Nursing considerations Assessment

•  History: Hypersensitivity to any MAOI; pheochromocytoma, CHF; abnormal liver function tests; severe renal impairment; cerebrovascular defect; CV disease, hypertension; history of headache; myelography within previous 24 hr or scheduled within 48 hr; seizure disorders; hyperthyroidism; impaired hepatic, renal function; psychiatric patients; elective surgery; pregnancy, lactation
•  Physical: Weight; T; skin color, lesions; orientation, affect, reflexes, vision; P, BP, orthostatic BP, auscultation, perfusion; bowel sounds, normal output, liver evaluation; urine flow, normal output; thyroid palpation; liver, kidney, and thyroid function tests, urinalysis, CBC, ECG, EEG

Interventions

• Limit amount of drug that is available to suicidal patients.
• Monitor BP and orthostatic BP carefully; arrange for more gradual increase in dosage in patients who show tendency for hypotension.
• Have periodic liver function tests during therapy; discontine drug at first sign of hepatic dysfunction or jaundice.
• Discontinue drug and monitor BP carefully if patient reports unusual or severe headache.
• Provide phentolamine or another alpha-adrenergic blocking drug on standby in case hypertensive crisis occurs.
• Provide diet that is low in tyramine-containing foods.

Teaching points

• Take drug exactly as prescribed.
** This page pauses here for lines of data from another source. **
PR #5626, opened 2019-03-26
Kazoo script

lazedo:
* allow per node vm.args/sys.config
* remove code path as its not needed

### DIFF
--- a/rel/kazoo
+++ b/rel/kazoo
@@ -40,6 +40,7 @@ ERL_OPTS="{{ erl_opts }}"
 RUNNER_LOG_DIR="${RUNNER_LOG_DIR:-/tmp/log}"
 VM_NODE_FILES_DIR="${VM_NODE_FILES_DIR:-/tmp}"
 NAME_TYPE="${NODE_NAME_TYPE:--name}"
+NODE_STARTUP_FILE_PATH=${NODE_STARTUP_FILE_PATH:-/etc/kazoo/core}
 
 
 # start/stop/install/upgrade pre/post hooks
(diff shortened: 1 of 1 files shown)


rel/ci.vm.args
```diff
@@ -21,7 +21,7 @@
 ##-heart
 
 # GC more often
--env ERL_FULLSWEEP_AFTER 10
+# -env ERL_FULLSWEEP_AFTER 10
```
k-anderson: @lazedo lets remove the line rather than comment out.  Git has a history feature ;)

rel/kazoo
```diff
@@ -40,6 +40,7 @@ ERL_OPTS="{{ erl_opts }}"
 RUNNER_LOG_DIR="${RUNNER_LOG_DIR:-/tmp/log}"
 VM_NODE_FILES_DIR="${VM_NODE_FILES_DIR:-/tmp}"
 NAME_TYPE="${NODE_NAME_TYPE:--name}"
+NODE_STARTUP_FILE_PATH=${NODE_STARTUP_FILE_PATH:-/etc/kazoo/core}
```
k-anderson: @lazedo as per the standup, this looks fine but makes me nerves and we agreed I owe you a shot as well as a beer (at least) if someone needs this functionality.  ;)

lazedo: i pushed GC change in different PRs. the 4.3 of this PR should be merged after next release.

rel/ci.vm.args
lazedo: pushed in #5628 & #5629

PR #5641, opened 2019-03-31
add Rate-ID to cb_rates by number search result

onnet:
It is good to have rate_id in search result in order to able to edit/delete found rate.


lazedo:
@onnet thanks and welcome back :)

PR #5643, opened 2019-04-01
[master] help-43115: fixed limits default settings so soft limits are not on by default 

swysor:


swysor:
Need to add schemas, please hold onto this one until I update.

PR #5650, opened 2019-04-02
PISTON-731: Changed duration_seconds in cdr to int from string to match all other 'seconds' value types

bradfordben:
duration_seconds in a cdr doc is stored as a string value when billing_seconds is stored as an int.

Do not stop taking this drug abruptly or without consulting your health care provider.
• Avoid ingestion of tyramine-containing foods while you are taking this drug and for 2 wk afterward (patient and significant other should receive a list of such foods).
• Avoid alcohol; other sleep-inducing drugs; all OTC drugs, including nose drops, cold and hay fever remedies; and appetite suppressants. Many of these contain substances that could cause serious or even life-threatening problems.
• These side effects may occur: dizziness, weakness or fainting when arising from a horizontal or sitting position (transient; change position slowly); drowsiness, blurred vision (reversible; if severe, avoid driving or performing tasks that require alertness); nausea, vomiting, loss of appetite (small, frequent meals, frequent mouth care may help); memory changes, irritability, emotional changes, nervousness (reversible).
• Report headache, rash, darkening of the urine, pale stools, yellowing of the eyes or skin, fever, chills, sore throat, any other unusual symptoms.